◆ **WORK ORDER**: Below are some records. Print exactly the lines between the one holding "But, I'm wondering" and the one holding "Semver check failures", inclusive, and nothing else.

◆ **RAW DATA**:
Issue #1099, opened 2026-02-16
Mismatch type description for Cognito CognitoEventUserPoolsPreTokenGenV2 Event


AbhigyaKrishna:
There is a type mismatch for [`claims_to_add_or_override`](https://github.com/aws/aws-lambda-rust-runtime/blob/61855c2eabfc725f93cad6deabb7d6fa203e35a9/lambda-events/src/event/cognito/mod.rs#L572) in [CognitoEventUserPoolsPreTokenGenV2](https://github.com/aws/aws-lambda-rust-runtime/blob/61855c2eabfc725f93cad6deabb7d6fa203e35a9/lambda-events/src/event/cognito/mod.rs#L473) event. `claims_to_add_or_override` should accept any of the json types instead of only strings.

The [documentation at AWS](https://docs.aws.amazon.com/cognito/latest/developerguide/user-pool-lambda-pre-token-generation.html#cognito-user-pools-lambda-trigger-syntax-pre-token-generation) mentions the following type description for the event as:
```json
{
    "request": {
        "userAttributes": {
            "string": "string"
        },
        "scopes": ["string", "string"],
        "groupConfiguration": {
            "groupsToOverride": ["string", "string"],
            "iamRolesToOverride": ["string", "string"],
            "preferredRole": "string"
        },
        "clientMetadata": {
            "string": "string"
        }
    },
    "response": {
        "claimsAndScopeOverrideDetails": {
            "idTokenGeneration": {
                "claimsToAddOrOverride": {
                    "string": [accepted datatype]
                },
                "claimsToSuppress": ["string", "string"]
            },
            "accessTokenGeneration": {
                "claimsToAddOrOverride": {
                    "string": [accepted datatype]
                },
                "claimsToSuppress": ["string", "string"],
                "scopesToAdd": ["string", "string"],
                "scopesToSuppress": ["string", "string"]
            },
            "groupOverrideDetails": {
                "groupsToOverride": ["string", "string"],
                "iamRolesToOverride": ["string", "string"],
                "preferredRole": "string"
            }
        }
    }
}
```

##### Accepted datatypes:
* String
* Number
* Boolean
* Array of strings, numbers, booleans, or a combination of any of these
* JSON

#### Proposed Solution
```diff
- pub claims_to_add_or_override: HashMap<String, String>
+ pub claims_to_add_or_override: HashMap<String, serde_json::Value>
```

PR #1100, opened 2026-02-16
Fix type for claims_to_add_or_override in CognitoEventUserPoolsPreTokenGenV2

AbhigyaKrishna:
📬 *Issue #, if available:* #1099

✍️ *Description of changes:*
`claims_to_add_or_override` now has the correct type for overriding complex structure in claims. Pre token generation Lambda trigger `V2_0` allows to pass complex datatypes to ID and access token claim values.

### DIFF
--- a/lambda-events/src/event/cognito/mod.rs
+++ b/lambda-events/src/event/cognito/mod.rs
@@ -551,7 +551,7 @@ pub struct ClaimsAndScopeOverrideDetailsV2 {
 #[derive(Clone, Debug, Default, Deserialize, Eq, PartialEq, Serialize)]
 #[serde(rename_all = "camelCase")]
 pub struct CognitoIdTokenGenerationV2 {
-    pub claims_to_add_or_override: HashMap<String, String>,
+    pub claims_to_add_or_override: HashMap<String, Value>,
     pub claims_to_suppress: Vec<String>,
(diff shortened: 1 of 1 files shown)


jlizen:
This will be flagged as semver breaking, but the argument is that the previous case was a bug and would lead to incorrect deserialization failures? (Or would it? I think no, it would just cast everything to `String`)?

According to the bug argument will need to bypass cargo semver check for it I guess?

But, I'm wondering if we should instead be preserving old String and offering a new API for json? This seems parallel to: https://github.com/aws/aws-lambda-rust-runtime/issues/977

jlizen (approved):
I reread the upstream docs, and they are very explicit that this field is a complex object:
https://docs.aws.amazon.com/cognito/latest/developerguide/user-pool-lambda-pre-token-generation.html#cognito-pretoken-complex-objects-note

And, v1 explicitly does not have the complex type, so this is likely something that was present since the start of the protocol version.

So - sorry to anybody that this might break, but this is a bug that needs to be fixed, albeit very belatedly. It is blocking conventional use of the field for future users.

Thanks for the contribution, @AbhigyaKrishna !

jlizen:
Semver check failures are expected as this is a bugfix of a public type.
* * *
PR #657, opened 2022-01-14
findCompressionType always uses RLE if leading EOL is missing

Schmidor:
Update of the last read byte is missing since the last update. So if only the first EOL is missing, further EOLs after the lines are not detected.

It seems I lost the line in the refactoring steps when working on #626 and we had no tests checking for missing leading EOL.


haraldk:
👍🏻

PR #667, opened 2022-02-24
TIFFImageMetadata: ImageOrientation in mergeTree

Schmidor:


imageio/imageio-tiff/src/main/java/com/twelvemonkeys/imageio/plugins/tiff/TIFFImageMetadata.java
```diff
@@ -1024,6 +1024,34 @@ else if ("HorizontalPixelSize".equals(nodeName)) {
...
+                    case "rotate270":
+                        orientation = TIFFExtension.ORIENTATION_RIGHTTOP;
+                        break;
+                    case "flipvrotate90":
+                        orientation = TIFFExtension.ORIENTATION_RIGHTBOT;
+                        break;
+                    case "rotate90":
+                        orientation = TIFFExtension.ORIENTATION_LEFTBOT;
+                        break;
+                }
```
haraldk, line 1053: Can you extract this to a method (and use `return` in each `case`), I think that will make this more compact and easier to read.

◆ **SOLUTION TO THIS PROBLEM**:
But, I'm wondering if we should instead be preserving old String and offering a new API for json? This seems parallel to: https://github.com/aws/aws-lambda-rust-runtime/issues/977

jlizen (approved):
I reread the upstream docs, and they are very explicit that this field is a complex object:
https://docs.aws.amazon.com/cognito/latest/developerguide/user-pool-lambda-pre-token-generation.html#cognito-pretoken-complex-objects-note

And, v1 explicitly does not have the complex type, so this is likely something that was present since the start of the protocol version.

So - sorry to anybody that this might break, but this is a bug that needs to be fixed, albeit very belatedly. It is blocking conventional use of the field for future users.

Thanks for the contribution, @AbhigyaKrishna !

jlizen:
Semver check failures are expected as this is a bugfix of a public type.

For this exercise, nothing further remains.